PR #3653, opened 2024-06-10
Payment Sheet: for FC and ID, added hosted_surface parameter, and improved parameter passing

kgaidis-stripe:
## Summary

^ this PR:
1) Adds a "hosted_surface" parameter so backend can better identify who is making the call on what surface
2) improves/fixes some parameter passing as part of this

## Testing

CI tests go through these flows, so if CI passes for this PR, we should be in a pretty good standing. Also ran some of these tests locally. 

Here is also an example of Instant Debits  where we had hard-coded logic, and we can see it appear here even though its not hard-coded:

Screenshot 2024-06-13 at 9 53 55 AM

### DIFF
--- a/StripePaymentSheet/StripePaymentSheet/Source/PaymentSheet/ViewControllers/PaymentMethodFormViewController.swift
+++ b/StripePaymentSheet/StripePaymentSheet/Source/PaymentSheet/ViewControllers/PaymentMethodFormViewController.swift
@@ -288,11 +288,15 @@ extension PaymentMethodFormViewController {
                 self.delegate?.updateErrorLabel(for: genericError)
             }
         }
+        let additionalParameters: [String: Any] = [
+            "hosted_surface": "payment_element",
+        ]
         switch intent {
         case .paymentIntent(_, let paymentIntent):
             client.collectBankAccountForPayment(
                 clientSecret: paymentIntent.clientSecret,
                 returnURL: configuration.returnURL,
+                additionalParameters: additionalParameters,
                 onEvent: nil,
                 params: params,
                 from: viewController,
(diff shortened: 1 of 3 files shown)


StripePaymentSheet/StripePaymentSheet/Source/PaymentSheet/ViewControllers/PaymentMethodFormViewController.swift
```diff
@@ -360,11 +366,17 @@ extension PaymentMethodFormViewController {
                 self.delegate?.updateErrorLabel(for: genericError)
             }
         }
+        let additionalParameters: [String: Any] = [
+            "product": "instant_debits",
+            "attach_required": true,
+            "hosted_surface": "payment_element",
+        ]
```
kgaidis-stripe, line 373: moved from here:

https://github.com/stripe/stripe-ios/pull/3653/files#diff-d34783ba39a9570594c629d85f6d940d3abc6532d8984d12611f9365031305d9L109-L114

kgaidis-stripe: this is much better implementation because the previous code was actually doing the wrong thing (but there luckily is no impact)

StripePaymentSheet/StripePaymentSheet/Source/PaymentSheet/ViewControllers/PaymentMethodFormViewController.swift
```diff
@@ -288,11 +288,15 @@ extension PaymentMethodFormViewController {
                 self.delegate?.updateErrorLabel(for: genericError)
             }
         }
+        let additionalParameters: [String: Any] = [
+            "hosted_surface": "payment_element",
+        ]
```
kgaidis-stripe, line 293: similar pattern/precedent of passing parameters already exists here:

https://github.com/stripe/stripe-ios/blob/e371135c/StripePaymentSheet/StripePaymentSheet/Source/PaymentSheet/Link/LinkPaymentController.swift#L135-L138

ccen-stripe (approved):

PR #3655, opened 2024-06-11
Vertical mode errors

yuki-stripe:
## Summary
Adds error display to vertical mode

## Motivation
https://jira.corp.stripe.com/browse/MOBILESDK-2209

## Testing
See snapshot tests. Also manually tested

https://github.com/stripe/stripe-ios/assets/47796191/0e9f0a51-7ac9-40f2-83f3-a0537315cd81

## Changelog
Not user facing

PR #3658, opened 2024-06-12
Fix lingering usage of `CallToActionType.add`

samer-stripe:
## Summary
Fix lingering usage of `CallToActionType.add`.

## Motivation
Fixes `master` branch.


samer-stripe:
Fixed in https://github.com/stripe/stripe-ios/pull/3655

PR #3660, opened 2024-06-12
Add `payment_method_layout ` to `mpe_config`

porter-stripe:
## Summary
- Adds `ui_mode` so we can track horizontal vs vertical
- Adds special case handling for US bank account header text

## Motivation
https://jira.corp.stripe.com/browse/MOBILESDK-2207

## Testing
- Manual

## Changelog
N/A


StripePaymentSheet/StripePaymentSheet/Source/Categories/String+Localized.swift
```diff
@@ -311,4 +311,11 @@ extension String.Localized {
             "Title shown above a view allowing the customer to save a card."
         )
     }
+
+    static var add_us_bank_account: String {
+        STPLocalizedString(
+            "Add US bank account",
+            "Title shown above a view allowing the customer to save a US bank account."
```
yuki-stripe, line 318:
```suggestion
            "Title shown above a view allowing the customer to add a US bank account."
```
Let's not use save, since the customer isn't necessarily saving their bank account.

StripePaymentSheet/StripePaymentSheet/Source/PaymentSheet/STPAnalyticsClient+PaymentSheet.swift
```diff
@@ -414,6 +414,8 @@ extension PaymentSheet.Configuration {
         payload["appearance"] = appearance.analyticPayload
         payload["billing_details_collection_configuration"] = billingDetailsCollectionConfiguration.analyticPayload
         payload["preferred_networks"] = preferredNetworks?.map({ STPCardBrandUtilities.apiValue(from: $0) }).joined(separator: ", ")
+        payload["ui_mode"] = paymentMethodLayout.description
```
yuki-stripe, line 417: Why UI mode?  I'd expect this to be called "payment_method_layout" mirroring the API

porter-stripe: Got it here, I can change to `payment_method_layout`.
CleanShot 2024-06-13 at 08 39 42

yuki-stripe: Ah I probably wrote that before we knew the API.

StripePaymentSheet/StripePaymentSheet/Source/PaymentSheet/Vertical Main Screen/FormHeaderView.swift
```diff
@@ -16,15 +16,23 @@ final class FormHeaderView: UIView {
         let label = PaymentSheetUI.makeHeaderLabel(appearance: appearance)
         if paymentMethodType == .stripe(.card) {
             label.text = hasASavedCard ? String.Localized.add_card : String.Localized.add_new_card
+        } else if paymentMethodType == .stripe(.USBankAccount) {
+            label.text = String.Localized.add_us_bank_account
```
yuki-stripe, line 20: Strange, this text seems to be bigger than `paymentMethodType.displayName`.  I think the icon height is constraining the text height.

yuki-stripe (dismissed):

StripePaymentSheet/StripePaymentSheet/Source/PaymentSheet/Vertical Main Screen/FormHeaderView.swift
porter-stripe: Seems to be tied to: 
```swift
    header.adjustsFontSizeToFitWidth = true
    header.adjustsFontForContentSizeCategory = true
```
when I comment these out the label is the correct size.

yuki-stripe (approved):

yuki-stripe (approved):

PR #3662, opened 2024-06-12
Add subtitle text for Afterpay and Link

porter-stripe:
## Summary
- Adds subtitle text for Link and Afterpay

## Motivation
- Vert mode

## Testing
- Manual
- See snapshots

## Changelog
N/A


Example/PaymentSheet Example/PaymentSheetUITest/PaymentSheetUITest.swift
```diff
@@ -3862,27 +3862,26 @@ extension PaymentSheetUITestCase {
...
     func testPayingWithNoFormPMs_verticalmode() {
-        // We choose Cash App as a representative PM that does not require form details
+        // We choose Alipay as a representative PM that does not require form details
         var settings = PaymentSheetTestPlaygroundSettings.defaultValues()
         settings.mode = .payment
         settings.layout = .vertical
         loadPlayground(app, settings)
 
-        // Try Cash App
+        // Try Alipay
```
porter-stripe, line 3871: Switched to Alipay due to https://github.com/stripe/stripe-ios/pull/3661, otherwise we'd need to wait 15 seconds for polling to timeout.

yuki-stripe: Is that a new change? Cash App canceled immediately for me.

StripePaymentSheet/StripePaymentSheet/Source/Categories/String+Localized.swift
```diff
@@ -311,4 +311,18 @@ extension String.Localized {
             "Title shown above a view allowing the customer to save a card."
         )
     }
+
+    static var after_pay_subtitle_text: String {
+        STPLocalizedString(
+            "%d interest-free payments of %@",
```
yuki-stripe, line 317: Multiple parameters in a localized string need to include the position of the arguments, it should be like "%1$d interest-free payments of %2$d" so that languages can change the order of the parameters in their translation

Example/PaymentSheet Example/PaymentSheetUITest/PaymentSheetUITest.swift
porter-stripe: Yes new, CAP was mistakenly not addd to this list when we disabled refreshing for it.

yuki-stripe (dismissed):

PR #3689, opened 2024-06-21
Add button to autofill manual entry data while in test mode

mats-stripe:
## Summary

This adds a test mode autofill button / banner component, which will be shown on the manual entry and OTP entry screens while in test mode. For now, this adds the banner to the manual entry screen, and the changes to the OTP screen will come in a follow-up PR. 

First commit creates the new banner view, and the second commit integrates it into the Manual Entry view.

## Motivation

This will navigating through the flow much quicker while in test mode. Both web and Android have this implemented already!

## Testing

Verified the banner only appears while test mode is enabled:

https://github.com/stripe/stripe-ios/assets/172562065/04293860-2b05-424e-8bd2-4bac683e324a


StripeFinancialConnections/StripeFinancialConnections/Source/Common/TestModeAutofillBannerView.swift
```diff
@@ -0,0 +1,147 @@
...
+
+struct TestModeAutofillBannerView_Previews: PreviewProvider {
+    static var previews: some View {
+        VStack(spacing: 20) {
+            TestModeAutofillBannerViewRepresentable(bannerContext: .account)
+                .frame(height: 38)
+            
+            TestModeAutofillBannerViewRepresentable(bannerContext: .otp)
+                .frame(height: 38)
+        }
```
mats-stripe, line 143: image

StripeFinancialConnections/StripeFinancialConnections/Source/Native/ManualEntry/ManualEntryFormView.swift
```diff
@@ -82,15 +87,24 @@ final class ManualEntryFormView: UIView {
...
         let contentVerticalStackView = UIStackView(
             arrangedSubviews: [
                 textFieldStackView,
             ]
         )
+
+        if isTestMode {
+            let testModeBanner = TestModeAutofillBannerView(
+                context: .account,
+                didTapAutofill: applyTestModeValues
```
tillh-stripe, line 101: On Android and Web, we also submit the input on `Use test code` clicks instead of just filling it in. Should we do the same on iOS?

mats-stripe: Ouu good catch, yeah we could do that!

StripeFinancialConnections/StripeFinancialConnections/Source/Common/TestModeAutofillBannerView.swift
```diff
@@ -0,0 +1,147 @@
...
+    private let didTapAutofill: () -> Void
+
+    // MARK: - Subviews
+
+    private lazy var messageLabel: UILabel = {
+        // Create icon as a text attachement.
+        let icon = Image.info
+            .makeImage(template: true)
+            .withTintColor(.attention300)
+        let textAttachment = NSTextAttachment(image: icon)
```
kgaidis-stripe, line 44: I haven't done it this way, but if it works well it could be better (because then iOS handles the text wrapping)

The things to consider are:
- does this set the image to the right size?
- does it get us the correct spacing?
- how does it work with different text (ex. localization) and different font sizes (ex. dynamic font)? does the text wrap/scale correctly?

StripeFinancialConnections/StripeFinancialConnections/Source/Common/TestModeAutofillBannerView.swift
```diff
@@ -0,0 +1,147 @@
...
+            x: 0,
+            y: -2,
+            width: icon.size.width,
+            height: icon.size.height
+        )
+
+        let attributedString = NSMutableAttributedString()
+        attributedString.append(NSAttributedString(attachment: textAttachment))
+        attributedString.append(NSAttributedString(string: STPLocalizedString(
+            " You're in test mode.",
```
kgaidis-stripe, line 56: what do you think of putting the space separately from the localized string? (ex. maybe as simple as another `        attributedString.append(NSAttributedString(string: " ")`)

the practical fear I have is that localization teams could forget to put the space there, and then there's no spacing

the less-practical concern is just a separation of concerns: right now we are putting a space in the main text just to get a space (_but_ the space logically should be separate from text - it just "happens" that the text has a space because we added an icon)

StripeFinancialConnections/StripeFinancialConnections/Source/Common/TestModeAutofillBannerView.swift
kgaidis-stripe: I checked web and I think they just do an HStack (but, of course, we should do whatever is best for us as long as it handles everything equal/better):

Screenshot 2024-06-21 at 10 16 00 AM

StripeFinancialConnections/StripeFinancialConnections/Source/Common/TestModeAutofillBannerView.swift
```diff
@@ -0,0 +1,147 @@
...
+        autofillDataButton.setContentCompressionResistancePriority(.required, for: .horizontal)
+
+        stackView.addArrangedSubview(messageLabel)
+        stackView.addArrangedSubview(autofillDataButton)
+
+        stackView.translatesAutoresizingMaskIntoConstraints = false
+        addSubview(stackView)
+
+        NSLayoutConstraint.activate([
+            heightAnchor.constraint(equalToConstant: 38),
```
kgaidis-stripe, line 105: I think this might be an interesting test case on how this scales with dynamic font + potentially lengthy changes to text (or localization)

this is one reason why I often put everything in a UIStackView with padding because it automatically handles everything

StripeFinancialConnections/StripeFinancialConnections/Source/Native/ManualEntry/ManualEntryFormView.swift
```diff
@@ -82,15 +87,24 @@ final class ManualEntryFormView: UIView {
...
+            )
+            contentVerticalStackView.insertArrangedSubview(testModeBanner, at: 0)
```
kgaidis-stripe, line 103: _(this is completely subjective so feel free to ignore)_

one thing to consider is that now that we add multiple UIView's to the stack view, maybe it reads better like this (this is psuedocode):

```
var contentVerticalStackView = UIStackView()
if isTestMode {
   contentVerticalStackView.add(testModeBanner)
}
contentVerticalStackView.add(textFieldStackView)
```

the reason is just that one can read from top to bottom so it "flows better," while right now the `insertArrangedSubview(testModeBanner, at: 0)` is sort-of introducing a side-effect where the original UISTackView declaration gives the impression that `textFieldStackView` will be first:

```
let contentVerticalStackView = UIStackView(
    arrangedSubviews: [
         textFieldStackView,
    ]
)
```

...but the code later actually modifies this flow

StripeFinancialConnections/StripeFinancialConnections/Source/Common/TestModeAutofillBannerView.swift
mats-stripe: Here is the screen while using the largest dynamic font:

StripeFinancialConnections/StripeFinancialConnections/Source/Common/TestModeAutofillBannerView.swift
```diff
@@ -0,0 +1,155 @@
...
+//  StripeFinancialConnections
+//
+//  Created by Mat Schmid on 2024-06-20.
+//
+
+@_spi(STP) import StripeCore
+@_spi(STP) import StripeUICore
+import UIKit
+
+class TestModeAutofillBannerView: UIView {
```
kgaidis-stripe, line 12: good to have this abstracted in a separate class 🙏

StripeFinancialConnections/StripeFinancialConnections/Source/Common/TestModeAutofillBannerView.swift
```diff
@@ -0,0 +1,155 @@
...
+        let attributedString = NSMutableAttributedString()
+        attributedString.append(NSAttributedString(attachment: textAttachment))
+        // Add a spacer between the icon and the label in the form of a space.
+        attributedString.append(NSAttributedString(string: " "))
+        attributedString.append(NSAttributedString(string: STPLocalizedString(
+            "You're in test mode.",
+            "Message shown to a user who is in test mode, which will give them the option to autofill mock credentials."
+        )))
+
+        let label = UILabel()
```
kgaidis-stripe, line 62: it shouldn't matter too much here because its a single line text wrapped with padding, but generally prefer `AttributedLabel` because that supports line heights together with `FinancialConnectionsFont` (`UILabel` usage in Financial Connections is likely very small if one searches it)

kgaidis-stripe (approved):
thank you! and great that the test plan video shows both live mode and test mode 🤝 

---

Also extra info for learning:

If you type `bitrise workflows` in Terminal you'll see various options

one of them is:

```
⚡️ financial-connections-stability-tests
  Title: 
  Summary: 
  Run with: bitrise run financial-connections-stability-tests
  ```
  
So running `bitrise run financial-connections-stability-tests` will test the example app usage, and Financial Connections code quite throughly with UI tests. It also right now runs twice a day, but does not run on each PR (we might want to change this in the future).

kgaidis-stripe (approved):

PR #4839, opened 2025-04-24
Add card brand filtering for native link.

nschris-stripe:
## Summary
This introduces card brand filtering for native link in passthrough mode.

### Passthrough

https://github.com/user-attachments/assets/561da946-7084-4421-9c80-6f8e557a7bd4

https://github.com/user-attachments/assets/6cf39c6a-8c1c-4d16-9b5d-461a45b3acaf

https://github.com/user-attachments/assets/8cfde43c-79c0-44a9-a3a8-0594754b1f75

### PM

https://github.com/user-attachments/assets/3a147325-d993-4b3e-bde6-d54c78ea9b09


StripePaymentSheet/StripePaymentSheet/Source/Internal/API Bindings/Link/PaymentDetails.swift
```diff
@@ -25,20 +25,22 @@ final class ConsumerPaymentDetails: Decodable {
     let billingEmailAddress: String?
     let nickname: String?
     var isDefault: Bool
+    var isSupported: Bool
```
tillh-stripe, line 28: I'm worried about storing local properties in the API model. Is there another place where we could keep track of this?

Here specifically, it allows me to pay with an unsupported payment method via the “Update card” screen, since the update response overrides this value.

https://github.com/user-attachments/assets/a25da7b8-4aee-4204-9fd0-22ba84cd931f

StripePaymentSheet/StripePaymentSheet/Source/Internal/Link/Extensions/Intent+Link.swift
```diff
@@ -18,6 +18,10 @@ extension STPElementsSession {
         linkSettings?.passthroughModeEnabled ?? false
     }
 
+    var linkCardBrandFilteringEnabled: Bool {
+        linkPassthroughModeEnabled
+    }
```
tillh-stripe, line 23: Since this is only used in native Link, should we move this somewhere else so that it's scoped more tightly?

tillh-stripe (commented):
Looks great! There's one issue with storing the `isSupported` value in the API model, but otherwise this is 😗 👌

StripePaymentSheet/StripePaymentSheet/Source/Internal/Link/Extensions/Intent+Link.swift
nschris-stripe: Possibly. I put it here because eventually we will want it for both, right?

StripePaymentSheet/StripePaymentSheet/Source/Internal/API Bindings/Link/PaymentDetails.swift
nschris-stripe: Ah, interesting! I think I have a few ideas here. I'll take a look.

StripePaymentSheet/StripePaymentSheet/Source/Internal/Link/Extensions/Intent+Link.swift
nschris-stripe: Also, If you have ideas for a better place to put it, I'm happy to move it!

StripePaymentSheet/StripePaymentSheet/Source/Internal/API Bindings/Link/PaymentDetails.swift
nschris-stripe: Updated, I like this solution better, and starts the process of moving to a single source of truth.

tillh-stripe (commented):
Noticed one more issue: When updating a card of disallowed brand, it selects that card in the wallet screen and allows paying with it.

nschris-stripe:
> Noticed one more issue: When updating a card of disallowed brand, it selects that card in the wallet screen and allows paying with it.

Ah yes this is the issue I was discussing with you. It appears that when you update a card the view model and the view layer get out sync. In a follow up PR I was planning to refactor how this is structured to make it so that there is one source of truth rather than storing the currently selected card in 3 places and hoping they stay in sync. It's a bit out of scope for this change.

mats-stripe:
>When updating a card of disallowed brand, it selects that card in the wallet screen and allows paying with it.

This _feels_ like a blocker to me on merging this PR, but let me know if you disagree! Is it gonna require a big refactor to fix?

nschris-stripe:
I can probably patch it in this PR, and then make the real fix in the next.

mats-stripe (dismissed):
Looks good to me - did a bunch of manual testing!


https://github.com/user-attachments/assets/86f31542-2e50-4398-b4b7-063c3f0fd23e

StripePaymentSheet/StripePaymentSheet/Source/Internal/Link/Components/PaymentMethodPicker/LinkPaymentMethodPicker.swift
```diff
@@ -44,10 +48,13 @@ final class LinkPaymentMethodPicker: UIView {
     weak var delegate: LinkPaymentMethodPickerDelegate?
     weak var dataSource: LinkPaymentMethodPickerDataSource?
 
-    var selectedIndex: Int = 0 {
-        didSet {
-            updateHeaderView()
-        }
+    var selectedIndex: Int {
+        dataSource?.selectedIndex ?? 0
```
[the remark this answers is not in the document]
nschris-stripe: It needs to be unless we move away from the standard datasource pattern of it being weakly held.

StripePaymentSheet/StripePaymentSheet/Source/Internal/Link/Components/PaymentMethodPicker/LinkPaymentMethodPicker-Header.swift
```diff
@@ -141,6 +144,11 @@ extension LinkPaymentMethodPicker {
             fatalError("init(coder:) has not been implemented")
         }
 
+        func setSelectedPaymentMethod(selectedPaymentMethod: ConsumerPaymentDetails?, supported: Bool) {
+            self.collapsable = supported
+            self.selectedPaymentMethod = selectedPaymentMethod
```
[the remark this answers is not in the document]
nschris-stripe: It is still possible to have the payment method selected even if it's not supported. Technically the header should never show the selected payment method if it is not supported, but it is still better for consistency sake to have it update in case we ever do show the header in this case.

mats-stripe (approved):
LGTM!

tillh-stripe (approved):

PR #4840, opened 2025-04-24
Render Link payment methods in SPM screens

tillh-stripe:

### DIFF
--- a/StripePaymentSheet/StripePaymentSheet/Source/Internal/API Bindings/v1-elements-sessions/ElementsCustomer.swift
+++ b/StripePaymentSheet/StripePaymentSheet/Source/Internal/API Bindings/v1-elements-sessions/ElementsCustomer.swift
@@ -20,7 +20,7 @@ struct ElementsCustomer: Equatable, Hashable {
     public static func decoded(fromAPIResponse response: [AnyHashable: Any]?) -> ElementsCustomer? {
         // Required fields
         guard let response,
-              let paymentMethodsArray = response["payment_methods"] as? [[AnyHashable: Any]],
+              let paymentMethodsWithLinkDetailsArray = response["payment_methods_with_link_details"] as? [[AnyHashable: Any]],
               let customerSessionDict = response["customer_session"] as? [AnyHashable: Any],
               let customerSession = CustomerSession.decoded(fromAPIResponse: customerSessionDict)
         else {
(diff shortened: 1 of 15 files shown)


StripePaymentSheet/StripePaymentSheet/Source/PaymentSheet/PaymentSheet+PaymentMethodAvailability.swift
```diff
@@ -43,10 +43,10 @@ extension PaymentSheet {
     ]
 
     /// A list of `STPPaymentMethodType` that can be saved in PaymentSheet
-    static let supportedSavedPaymentMethods: [STPPaymentMethodType] = [.card, .USBankAccount, .SEPADebit]
+    static let supportedSavedPaymentMethods: [STPPaymentMethodType] = [.card, .USBankAccount, .SEPADebit, .link]
```
davidme-stripe, line 46: How does this work when CustomerSessions isn't set up (with the old ephemeral key flow) when we don't have the PM details? Do we just show the generic Link PMs, or are they not fetched at all?

StripePaymentSheet/StripePaymentSheet/Source/Internal/API Bindings/v1-elements-sessions/ElementsCustomer.swift
```diff
@@ -20,24 +20,29 @@ struct ElementsCustomer: Equatable, Hashable {
     public static func decoded(fromAPIResponse response: [AnyHashable: Any]?) -> ElementsCustomer? {
         // Required fields
         guard let response,
-              let paymentMethodsArray = response["payment_methods"] as? [[AnyHashable: Any]],
+              let paymentMethodsWithLinkDetailsArray = response["payment_methods_with_link_details"] as? [[AnyHashable: Any]],
```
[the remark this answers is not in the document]
tillh-stripe: `payment_methods_with_link_details` contains the payment method and optional Link details. As far as I can tell, it contains everything that's also in `payment_methods`, but I'll verify that.

StripePaymentSheet/StripePaymentSheet/Source/PaymentSheet/PaymentSheet+PaymentMethodAvailability.swift
tillh-stripe: If a merchant is using ephemeral keys, then we call `/payment_methods` for all payment method types in `PaymentSheet.supportedSavedPaymentMethods`, which doesn't include Link.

Assignment — Check the listing above for "implemented". Show every line where it turns up.

Task solution —
This will navigating through the flow much quicker while in test mode. Both web and Android have this implemented already!
             fatalError("init(coder:) has not been implemented")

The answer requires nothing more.